世間的に、バズッたという状態ではないのかもしれないのだが、3日ほど前SNSに私の投稿が、何故か?1万以上の方が見ている、という状況になっている。
もちろん、その理由は私のポストが、リポストされ続けたことで、私のポストが多くの人の目に留まった、ということなのだが、私自身は「なぜ?」という気がしている。
というのも、私がポストした内容は決して今話題のテーマでもなければ、多くの人の興味を引く内容でもなかったからだ。
一つ考えられるのは、「事実を知らなかった人たち」が、リポストをしたのでは?ということだ。
その「事実」の元となったのは、下の写真のことだ。
この写真を覚えていらっしゃる方も多いと思うのだが、この写真は2014年ノーベル物理学賞の授賞式での写真だ(時事通信社の記事より)。
左から青色LEDを世界で初めて作った赤﨑勇博士、天野浩博士、中村修博士の3人だ。
LEDの中で、青色をつくることが困難と言われていた中での成果ということと、光の3原色が揃ったコトで様々な色がLEDでつくれるようになった、という功績による受賞だった。
しかし、このノーベル賞の受賞決定の時には、中村修博士は既に「青色LEDの研究開発者」として、世間的に認知されていた。
実は、中村修博士は「青色LEDの量産化」に対しての功績で、ノーベル賞を受賞したのであって、実際の開発者は赤﨑勇博士と愛弟子である天野浩博士によるものなのだ。

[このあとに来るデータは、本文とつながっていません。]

PR #1015, opened 2017-04-30
Clarify project scope in README file

jugglinmike:
The project frequently receives bug reports from new users who expect
full web browser behavior. The project documentation does not make it
particularly clear that such functionality is out-of-scope for the
project. It includes some text that is specific to the JSDom project,
but that explanation assumes familiarity with JSDom, and its location
at the end of the file makes it easy to miss.

Explicitly describe the scope of the project in the introductory section
of the README file, prior to API documentation and remove the
JSDom-specific text.


fb55:
The jsdom section was probably outdated, and this is a good clarification for new users.

jugglinmike:
Glad you agree :) Thanks for the review and the merge!

PR #1016, opened 2017-05-03
Test suite housekeeping

DianeLooney:
Added a few tests to increase coverage by a small amount.
Cleaned up attributes.val() tests to match the existing style.
Removed a small unreachable if statement.


fb55:
Awesome changes @DianeLooney, thanks a lot!

Issue #986, opened 2017-02-22
.text() includes text within <script> and <style>


Vittoriourzi:
cheerio .text() not strip inline style and scripts.
If i perform a $("html").text() for strips all tags, the script include in text the textual content inside the inline script.

example of an html.

```html
<html><head></head><body>
<div>ciao</div>
<script>function(){blablabla}</script>
</body></html>
```

if a do: $("html").text() the ouput will be:
ciao function(){blablabla}

But in jQuery the inline tags were strip and removed too!

henrix343:
@Vittoriourzi does cherio suport innerText ?

matthewmueller:
This is currently implemented, but may be reverted. See: https://github.com/cheeriojs/cheerio/issues/1050

PR #1018, opened 2017-05-05
.text() ignores script and style tags

Dreamiko:
[ First time pull :) ]

text function will ignore script and style tags

Should solve this problem: https://github.com/cheeriojs/cheerio/issues/986


fb55:
Definitely a needed change, thanks @Dreamiko!

JimmyRobz:
Just updated cheerio to 1.0.0-rc.1, this change broke one of my apps. Fyi, jQuery does return text inside script tags.

PR #1027, opened 2017-06-03
Document release notes with new `HISTORY.md` file

jugglinmike:
@fb55 @inikulin What do you think? Did I miss anything? Would a separate `MIGRATING.md` file be more clear?

### DIFF
--- a/HISTORY.md
+++ b/HISTORY.md
@@ -1,0 +1,43 @@
+# Cheerio releae notes
+
+## 1.0.0-rc.1 (2017-05-27)
+
+This release changes Cheerio's default parser to [the Parse5 HTML
+parser](https://github.com/inikulin/parse5). Parse5 is an excellent project
+that rigorously conforms to the HTML standard. It does not support XML, so
+Cheerio continues to use [htmlparser2](https://github.com/fb55/htmlparser2/)
+when working with XML documents.
+
+This switch addresses many long-standing bugs in Cheerio, but some users may
+experience slower behavior in performance-critical applications. In addition,
+htmlparser2 is more forgiving of invalid markup which can be useful when input
+sourced from a third party and cannot be corrected. For these reasons, this
+release offers users the ability to continue using htmlparser2 through explicit
+configuration.
+
+### Migrating from 0.x
+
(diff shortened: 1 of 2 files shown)


jugglinmike:
Woa. Thanks @coveralls

HISTORY.md
```diff
@@ -0,0 +1,43 @@
...
+This switch addresses many long-standing bugs in Cheerio, but some users may
+experience slower behavior in performance-critical applications. In addition,
+htmlparser2 is more forgiving of invalid markup which can be useful when input
+sourced from a third party and cannot be corrected. For these reasons, this
+release offers users the ability to continue using htmlparser2 through explicit
+configuration.
+
+### Migrating from 0.x
+
+**Re-enabling htmlparser2** As noted above, the new Parse5 library may not be
```
inikulin: Actually we've changed API a bit according to https://github.com/cheeriojs/cheerio/pull/985#issuecomment-289225391

Officially there is only one option: `xml` that can be either boolean or an object that contains htmlparser2 settings. However, for back compatibility, I've left ability to provide options on the `options`. `useHtmlParser2` option is used internally for DOM cloning, and we decided to not make it a part of public, however I don't have any problems with that.

inikulin: Actually we've changed API a bit according to https://github.com/cheeriojs/cheerio/pull/985#issuecomment-289225391

Officially there is only one option: `xml` that can be either boolean or an object that contains htmlparser2 settings. However, for back compatibility, I've left ability to provide options on the `options`. `useHtmlParser2` option is used internally for DOM cloning, and we decided to not make it a part of public, however I don't have any problems with that.

jugglinmike: Thanks for the review; it looks like I was a bit sloppy, likely due to my
limited availability. I was also confused because the readme currently states,

> If any of these options is set to non-default value cheerio will implicitly
> use `htmlparser2` as an underlying parser. In addition, you can use
> `useHtmlParser2` option to force cheerio use `htmlparser2` instead of
> `parse5`.

I'm going to remove this change.

And it turns out I was negligent in more ways than one: I completely forgot
that this project *already* maintains release notes. I'm opening a new pull
request to modify that file instead, incorporating your suggestions, of course.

では、何故社会的に中村修博士が「青色LEDの研究・開発者」として認知されるようになったのか?と言えば、日亜化学に勤務していた時に青色LEDの研究をしており、量産化の道筋を作った(=特許取得)のに、企業側からは正当な評価と特許に対する支払いを受けていない、と裁判を起こしたからだ。
当時、日本の社会は「成果主義」という言葉で研究者に対して、積極的に特許取得となるような研究・開発をするような圧があった。

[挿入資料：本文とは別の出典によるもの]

Issue #1031, opened 2017-06-05
Automatically adding <html><head><body> ?


sandro-pasquali:
OSX 10.12.4
Node 8.0
"cheerio": "1.0.0-rc.1"

Not sure if this is expected, but:

```
let $ = cheerio.load('<div>Hello</div>');
console.log($.html());

// <html><head></head><body><div>Hello</div></body></html>
```
While in my case the auto-wrapping as an `<html>` document is weirdly useful, I was still surprised to see it. Is this a bug, or a feature? I don't see a `.fragment()` method or anything like that. Maybe just missed something.

Thanks!

jugglinmike:
Yup, this is a breaking change for version 1.0. We're working on documentation here: https://github.com/cheeriojs/cheerio/pull/1027

sandro-pasquali:
Oh, thanks. 

Re: performance here: <https://github.com/cheeriojs/cheerio/commit/6aae08413e997ec06448b744643f6bc00a00f4b9>

> This switch addresses many long-standing bugs in Cheerio, but some users may
>  experience slower behavior in performance-critical applications.

Just so I understand, is this saying that setting `useHtmlParser2` will often result in better performance than not doing so? 

And more specifically, if my operation is **always** modifying a small fragment (something like `$('<div>hi</div>').append(...)`) which is the best parser to choose in terms of performance?

Thanks for the great library.

jugglinmike:
My apologies; the `useHtmlParser2` option is not considered "public" API and
should not be relied upon. The latest version of the documentation (currently
under review at gh-1033) includes an updated recommendation for using
`htmlparser2` with Cheerio.

When it comes to performance in any specific scenario, the best way to verify
is to run some trials locally.

xymbol:
>My apologies; the useHtmlParser2 option is not considered "public" API and should not be relied upon.

Would be great to add more tests extracted from valid use cases to make sure users don't end up locked with < 1.0. The number of changed tests suggest that a lot of apps will break with 1.0.

Just posted one example test here. https://github.com/cheeriojs/cheerio/issues/1029#issuecomment-307589537

fidian:
I also deal with fragments, but I could just as easily work with full documents. If it was consistently fragments then I could just grab the elements in `<body>`. If it was consistently full documents then there's potentially no change, though I may need to remove a `<head>` or `<body>` element in order to get back to what was supplied.

[...]

PR #1033, opened 2017-06-10
V1 release notes 2

jugglinmike:
@fb55 @inikulin here's a second attempt, hopefully more in-line with reality. Note the changes to the "pre-release" script; I thought this was the best way to promote safety while allowing us to make manual modifications to the project's release history document.

Also, because the lack of documentation has already caused confusion for early adopters, I'm recommending we publish this as a new release candidate. Following that, I'd like to update the `Readme.md` file in `master` to let folks know that we're currently vetting a release candidate, and pointing them to the `v1.0.0` branch.

### DIFF
--- a/Readme.md
+++ b/Readme.md
@@ -908,7 +908,7 @@ Checks to see if the `contained` DOM element is a descendant of the `container` 
 Parses a string into an array of DOM nodes. The `context` argument has no meaning for Cheerio, but it is maintained for API compatability.
 
 #### $.load( html[, options ] )
-Create a jQuery-like function, bound to a document created from the provided markup. Note that similar to web browser contexts, this operation may introduce `<html>`, `<head>`, and `<body>` elements. See the previous section titled "Loading" for usage information.
+Create a querying function, bound to a document created from the provided markup. Note that similar to web browser contexts, this operation may introduce `<html>`, `<head>`, and `<body>` elements. See the previous section titled "Loading" for usage information.
 
 ### Plugins
 
--- a/Readme.md
+++ b/Readme.md
@@ -121,6 +121,23 @@ These parsing options are taken directly from [htmlparser2](https://github.com/f
 For a full list of options and their effects, see [this](https://github.com/fb55/DomHandler) and
 [htmlparser2's options](https://github.com/fb55/htmlparser2/wiki/Parser-options).
 
+Some users may wish to parse markup with the `htmlparser2` library, and
+traverse/manipulate the resulting structure with Cheerio. This may be the case
+for those upgrading from pre-1.0 releases of Cheerio (which relied on
+`htmlparser2`), for those dealing with invalid markup (because `htmlparser2` is
+more forgiving), or for those operating in performance-critical situations
+(because `htmlparser2` may be faster in some cases).
+
+To support these cases, `load` also accepts a `htmlparser2`-compatible data
+structure as its first argument. Users may install `htmlparser2`, use it to
+parse input, and pass the result to `load`:
+
+```js
+const htmlParser2 = require('htmlparser2');
+const dom = { /* See htmlParser2's documentation for usage instructions. */ };
+const $ = cheerio.load(dom);
+```
+
 ### Selectors
 
 Cheerio's selector implementation is nearly identical to jQuery's, so the API is very similar.
--- a/Readme.md
+++ b/Readme.md
@@ -127,8 +127,9 @@ for those upgrading from pre-1.0 releases of Cheerio (which relied on
 `htmlparser2`), for those dealing with invalid markup (because `htmlparser2` is
 more forgiving), or for those operating in performance-critical situations
 (because `htmlparser2` may be faster in some cases). Note that "more forgiving"
-is not necessarily an advantage; `htmlparser2` will recover from some invalid
-markup differently than web browsers, and this may or may not be helpful.
+means `htmlparser2` has error-correcting mechanisms that aren't always a match
+for the standards observed by web browsers. This behavior may be useful when
+parsing non-HTML content.
 
 To support these cases, `load` also accepts a `htmlparser2`-compatible data
 structure as its first argument. Users may install `htmlparser2`, use it to
@@ -136,7 +137,7 @@ parse input, and pass the result to `load`:
 
 ```js
 // Usage as of htmlparser2 version 3:
-const htmlParser2 = require('htmlparser2');
+const htmlparser2 = require('htmlparser2');
 const dom = htmlparser2.parseDOM(document, options);
 
 const $ = cheerio.load(dom);
--- a/Readme.md
+++ b/Readme.md
@@ -126,15 +126,19 @@ traverse/manipulate the resulting structure with Cheerio. This may be the case
 for those upgrading from pre-1.0 releases of Cheerio (which relied on
 `htmlparser2`), for those dealing with invalid markup (because `htmlparser2` is
 more forgiving), or for those operating in performance-critical situations
-(because `htmlparser2` may be faster in some cases).
+(because `htmlparser2` may be faster in some cases). Note that "more forgiving"
+is not necessarily an advantage; `htmlparser2` will recover from some invalid
+markup differently than web browsers, and this may or may not be helpful.
 
 To support these cases, `load` also accepts a `htmlparser2`-compatible data
 structure as its first argument. Users may install `htmlparser2`, use it to
 parse input, and pass the result to `load`:
 
 ```js
+// Usage as of htmlparser2 version 3:
 const htmlParser2 = require('htmlparser2');
-const dom = { /* See htmlParser2's documentation for usage instructions. */ };
+const dom = htmlparser2.parseDOM(document, options);
+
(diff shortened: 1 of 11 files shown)


Readme.md
```diff
@@ -106,22 +106,38 @@ const $ = cheerio.load('<ul id="fruits">...</ul>', {
...
+more forgiving), or for those operating in performance-critical situations
+(because `htmlparser2` may be faster in some cases).
+
+To support these cases, `load` also accepts a `htmlparser2`-compatible data
+structure as its first argument. Users may install `htmlparser2`, use it to
+parse input, and pass the result to `load`:
+
+```js
+const htmlParser2 = require('htmlparser2');
+const dom = { /* See htmlParser2's documentation for usage instructions. */ };
```
vvo: I believe we might want to dig a bit more here so I don't have to go through multiple documentation and try to find the right line to copy paste. Can we give more details here?

Readme.md
```diff
@@ -106,22 +106,38 @@ const $ = cheerio.load('<ul id="fruits">...</ul>', {
...
 
 ```
 
 For a full list of options and their effects, see [this](https://github.com/fb55/DomHandler) and
 [htmlparser2's options](https://github.com/fb55/htmlparser2/wiki/Parser-options).
 
+Some users may wish to parse markup with the `htmlparser2` library, and
+traverse/manipulate the resulting structure with Cheerio. This may be the case
+for those upgrading from pre-1.0 releases of Cheerio (which relied on
+`htmlparser2`), for those dealing with invalid markup (because `htmlparser2` is
```
vvo: "invalid markup" => A lot of websites may have invalid markup and cheerio is used in many situations for scraping it seems.

Does it means cheerio will fail more often? Is there a quick reference to understand what was "working" before that may fail now?

Readme.md
```diff
@@ -106,22 +106,38 @@ const $ = cheerio.load('<ul id="fruits">...</ul>', {
 });
 ```
 
-These parsing options are taken directly from [htmlparser2](https://github.com/fb55/htmlparser2/wiki/Parser-options), therefore any options that can be used in `htmlparser2` are valid in cheerio as well. If any of these options is set to non-default value cheerio will implicitly use `htmlparser2` as an underlying parser. In addition, you can use `useHtmlParser2` option to force cheerio use `htmlparser2` instead of `parse5`. The default options are:
+These parsing options are taken directly from [htmlparser2](https://github.com/fb55/htmlparser2/wiki/Parser-options), therefore any options that can be used in `htmlparser2` are valid in cheerio as well. The default options are:
```
vvo: Shouldn't it says that the parsing options are taken directly from parse5? Since the changelog says the default parser is parse5

inikulin: Nope, these are indeed `htmlparser2` options.

vvo: Then I am really confused :D

Readme.md
jugglinmike: This was intentional. I want to avoid unnecessary coupling between this document and the htmlparser2 project.

Readme.md
jugglinmike: Parse5 follows a standard, while htmlparser2 implements its own custom
heuristics. Because of this, the definition of what was "working" before is not
well understood.

Readme.md
jugglinmike: I've tried to address this by removing `xmlMode` and only documenting `xml`. @vvo can you let me know if this latest version of the readme is easier to understand?

jugglinmike:
Okay, I've pushed a few more commits up that I hope will address folks' recent
concerns:

- Extending the migration guide with more specific instruction for working with
  document fragments (hopefull help avoid the confusion discussed here:
  https://github.com/cheeriojs/cheerio/issues/1031)
- Consolidate the `xml` and `xmlMode` options (see [this
  comment](https://github.com/cheeriojs/cheerio/pull/985#issuecomment-310852805)
  for rationale)
- Rename `useHtmlParser2` option to help consumers avoid relying on library
  internals

I'd very much appreciate review from maintainers and consumers, but all of this
is continuing to cause confusion. I would like to merge and publish a new
release candidate no later than tomorrow. Sorry for the urgency; it seems
justified in this case, though.

jugglinmike:
It would certainly be nice to see that kind of speed from Parse5, but really, the main motivation for htmlparser2 is support for XML.

Thanks for looking this over!

jugglinmike:
Hey @fb55 would you mind giving this a look?

Readme.md
fb55: Perhaps add that browsers won't understand this either.

Readme.md
fb55: I agree with @vvo. `htmlparser2` won't change its API anymore — right now I consider it done. Changing this to `htmlparser2.parseDOM(document, options)` probably simplifies usage a lot here.

Readme.md
```diff
@@ -888,7 +904,7 @@ Checks to see if the `contained` DOM element is a descendant of the `container`
 Parses a string into an array of DOM nodes. The `context` argument has no meaning for Cheerio, but it is maintained for API compatability.
 
 #### $.load( html[, options ] )
-Load in the HTML. (See the previous section titled "Loading" for more information.)
+Create a jQuery-like function, bound to a document created from the provided markup. Note that similar to web browser contexts, this operation may introduce `<html>`, `<head>`, and `<body>` elements. See the previous section titled "Loading" for usage information.
```
fb55: Perhaps change _a jQuery-like function_ to something like _a querying function_? Otherwise this might seem off-putting for people that are not familiar with jQuery.

test/api/traversing.js
```diff
@@ -52,8 +52,8 @@ describe('$(...)', function() {
       expect(q('foo').find('> bar')).to.have.length(1);
     });
 
-    it('should query case-sensitively when in xmlMode', function() {
-      var q = cheerio.load('<caseSenSitive allTheWay>', {xmlMode: true});
+    it('should query case-sensitively when in xml', function() {
```
fb55: _xml mode_?

Readme.md
jugglinmike: Sounds good to me.

test/api/traversing.js
jugglinmike: Sure

Readme.md
jugglinmike: Well, if anyone is the authority on this, it's you! I'll make one minor precaution, just to be safe:

    // Usage as of htmlparser2 version 3:

Readme.md
jugglinmike: I agree that's useful to point out, but it's tricky to explain succinctly and in a way that will make sense to the average user. I've included a first attempt in a new commit:

> Note that "more forgiving" is not necessarily an advantage; `htmlparser2`
> will recover from some invalid markup differently than web browsers, and this
> may or may not be helpful.

jugglinmike:
Thanks for the review, @fb55! What do you think of this latest version?

Readme.md
fb55: I think the bigger point here is that htmlparser2 has error correction mechanisms that aren't always a match for the behaviour in browsers. parse5 on the other hand implements spec-compliant error correction.

The only people that will ever want to use htmlparser2 this way are the ones that want to parse non-html content. Not sure if we should even try to support that use-case.

I'm fine with keeping it like this for now and revising it if the number of related issues explodes.

Readme.md
```diff
@@ -96,32 +96,52 @@ const $ = require('cheerio');
...
+is not necessarily an advantage; `htmlparser2` will recover from some invalid
+markup differently than web browsers, and this may or may not be helpful.
+
+To support these cases, `load` also accepts a `htmlparser2`-compatible data
+structure as its first argument. Users may install `htmlparser2`, use it to
+parse input, and pass the result to `load`:
+
+```js
+// Usage as of htmlparser2 version 3:
+const htmlParser2 = require('htmlparser2');
```
fb55: Nit: Just saw that this line has an upper-case _p_

fb55:
One nit, otherwise looks great. Thanks a lot for doing this Mike!

Readme.md
jugglinmike: Good catch!

Readme.md
jugglinmike: I'm happy to keep iterating since it definitely still feels productive:

> Note that "more forgiving" means `htmlparser2` has error-correcting mechanisms that aren't always a match for the standards observed by web browsers. This behavior may be useful when parsing non-HTML content.

jugglinmike:
> One nit, otherwise looks great. Thanks a lot for doing this Mike!

Sure thing. I certainly appreciate your review :)

Readme.md
fb55: I like it 👍

jugglinmike:
Rebased and merged to the `v1.0.0` branch: https://github.com/cheeriojs/cheerio/releases/tag/1.0.0-rc.2

Thanks, all!

Readme.md
vvo: I was worried by parse5 failing more often than browsers but in the end if parse5 just works as my chrome browser, I am more than fine. Thanks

しかし、いざ特許を取り製品化となっても、研究・開発者に対しては「社員」としての給与が支払われるだけで、その対価となる報酬を受け取ることができなかった(特許に対する報酬制度を決めていない企業がほとんどだった)。
その結果、様々な企業が社員である研究・開発者から「特許によって得られた収益の一部を報酬として、支払って欲しい」という、裁判が次々と起こされるようになったのだ。
そのきっかけとなったのが、中村修博士と日亜化学の裁判だった。
もう一つは、一部新聞が青色LED開発の功績について、中村博士の都合が良いようにまとめたことも大きく影響している。

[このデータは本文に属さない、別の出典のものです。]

Issue #1077, opened 2017-09-09
Proposal for breaking change: removing the `root` element


jugglinmike:
### Background

Cheerio's `load` method accepts a string of markup and creates a selector
function. This function is "bound" to a document whose contents is a node
structure based on the input markup. This function is intended to behave much
like the global `jQuery`/`$` function provided by the jQuery library (as if the
library had been loaded in a document generated from the same markup by a web
browser).

Historically, Cheerio has always attached the parsed markup to a non-standard
"root" element (i.e. `<root>`). As far as I know, this was implemented to
support the `load` method's behavior when given markup describing a document
fragment--strings like `'<p>1</p><p>2</p>'` could be passed to `load` and still
produce a single top-level element.

Thanks to @inikulin and his Parse5 library, the release candidate for version
1.0.0 normalizes the parsing behavior of `load`. It *always* produces a
complete document--just a like a web browser. The result is much more
predictable, standards-compliant, and "familiar" to web developers. It's a
backwards-breaking change, though, and we hope to ease the upgrade path for
consumers through a concise migration guide.

### Proposal

Since we are already committed to a breaking change for version 1.0, I wanted
to consider making Cheerio's behavior even more browser-like. I'd like to get
rid of the `<root>` element and instead rely on the `<html>` element (which
again, is either described by the consumer's input markup or automatically
created by Parse5).

This would involve removing the Cheerio-specific `$.root()` method from the
API.  Users who previously used it as a basis for traversal could re-write code
like `$.root().find('div')` with `$('html').find('div')`.

However, many use cases involve rendering full documents. For this,
`$('html').html()` is not equivalent because the resultant string does not
include the document element itself. So we'll need to keep another
Cheerio-specific method: `$.html()`.

Other than that, I think it would just be matter of updating Cheerio's
internals to operate without `<root>`. I spent just enough time trying this out
to see that it is not trivial, but I don't believe that there is any technical
reason it can't be done.

I'd love to get feedback from any Cheerio user, but I'm particularly interested
in hearing from @fb55, @matthewmueller, and @inikulin. Do you think this is a
good idea? Do you think it would invalidate any existing use cases? Or is there
any other reason it isn't technically possible? Or more subjectively, do you
think the change would be too jarring for consumers to justify the benefit?

matthewmueller:
[...]

PR #1078, opened 2017-09-09
Re-write migration guide for version 1.0

jugglinmike:
Incorporate recent feedback from consumers who have experimented with
the version 1.0 release candidate.

---

@fb55 @ljharb: I've re-written the guide based on Jordan's experience migrating
the Enzyme project to the release candidate. Think this is an improvement? Is
there anything else you'd like to see here?

While writing this, I began to question the importance of Cheerio's `<root>`
element. I'm proposing a more drastic change for version 1.0 over at gh-1077.
I'd love to hear your thoughts on that, too!

### DIFF
--- a/History.md
+++ b/History.md
@@ -17,26 +17,51 @@ pattern.
 
 ### Migrating from version 0.x
 
-`cheerio.load( html[, options ] )`` This method continues to produce
-jQuery-like functions, bound to the provided input text. In prior releases, the
-provided string was interpreted as a document fragment. This meant that in a
-statement such as:
+`cheerio.load( html[, options ] )` This method continues to act as a "factory"
+function. It produces functions that define an API that is similar to the
+global `jQuery` function provided by the jQuery library. The generated function
+operates on a DOM structure based on the provided HTML.
+
+In releases prior to version 1.0, the provided HTML was interpreted as a
+document fragment. Following version 1.0, strings provided to the `load` method
+are interpreted as documents. The same example will produce a `$` function that
+operates on a full HTML document, including an `<html>` document element with
+nested `<head>` and `<body>` tags. This mimics web browser behavior much more
+closely, but may require alterations to existing code.
+
+For example, the following code will produce different results between 0.x and
+1.0 releases:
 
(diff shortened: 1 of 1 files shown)


History.md
```diff
@@ -17,26 +17,51 @@ pattern.
...
-interpreted as documents. The same example will produce a `$` function that
-operates on a full HTML document, including an `<html>` document element with
-nested `<head>` and `<body>` tags. This mimics web browser behavior much more
-closely, but may require alterations to existing code. To work with fragments,
-first load an empty document, and then use the resulting `$` to parse the
-input:
+    //=> In version 0.x: '<p>Hello, <b>world</b>!</p>'
+    //=> In version 1.0: '<html><head></head><body><p>Hello, <b>world</b>!</p></body></html>'
 
+Users wishing to parse, manipulate, and render full documents should not need
```
ljharb: This is much clearer - in other words, the breaking change isn't `.load()`, it's the *combination* of `.load()` and `.root()`.

jugglinmike:
> Does that mean that `cheerio.load(html).root().anyDescendantCheerioFunctionHere(…)` can be replaced with `cheerio.load('')('<div />').append(html).anyDescendantCheerioFunctionHere(…)`, but `cheerio.load(html).root()` still has no true replacement?

In `cheerio.load(html).root()`, if `html` is a string of markup describing a complete document, then `cheerio.load(html).root()` should behave identically in version 1.0.

If `html` is markup for a document fragment, then it's not so easy. That's because jQuery does not provide an API for creating document fragments, and Cheerio Cheerio *mostly* doesn't. I've been thinking about this a lot these days, and I've just now identified a workaround: you *could* re-set the contents of the `<root>` element after it has been created with a complete document via `load`. This would be equivalent: `cheerio.load('').root().html(html)`. But I only offer that in the interest of transparency; [in the issue I referenced above, I'm actively proposing the outright removal of the `<root>` element](https://github.com/cheeriojs/cheerio/issues/1077) precisely because you can't do this in jQuery. So I'd hold back on using that approach for now.

jugglinmike:
Also thanks for the review!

実は裁判を起こすことを勧めたのも、この新聞社であったとも噂されていた。
裁判によって、注目を浴び、度々メディアに登場する中村修博士は、いつしか「青色LEDの研究開発者」として、世間に名が知れ渡るようになった。
上の写真を見てお気づきにならないだろうか?
本来であれば、青色LEDの研究・開発における第一人者である赤﨑勇博士が、写真中央にいるのが自然な並びだと思われるのに、左側にいるのは赤﨑勇博士が中村修博士の隣に立ちたくない、という気持ちの表れだった、とも言われている。
真偽のほどは分からないが、自分の研究に対して研究・開発に携わっていない人物が、我が物顔で開発者としていることに我慢ならなかった、という気持ちは分かる気がする。
この様な背景を知らず、本を読んだ方が「カッコイイ、中村博士」というポストに対して、訂正のような引用リポストをした結果、私の引用リポストにアクセスが集まった、という訳なのだ。
そのようなアクセス数やリポストを見る度に、生活者に間違った印象を与えた記事等に対しては、訂正を常に発信したり、本を一旦回収する必要があったのではないだろうか?
自分の引用リポストに、(私としては)反響の大きさに驚きながらも、古い内容だからと野放しにする情報の怖さを感じたのだった。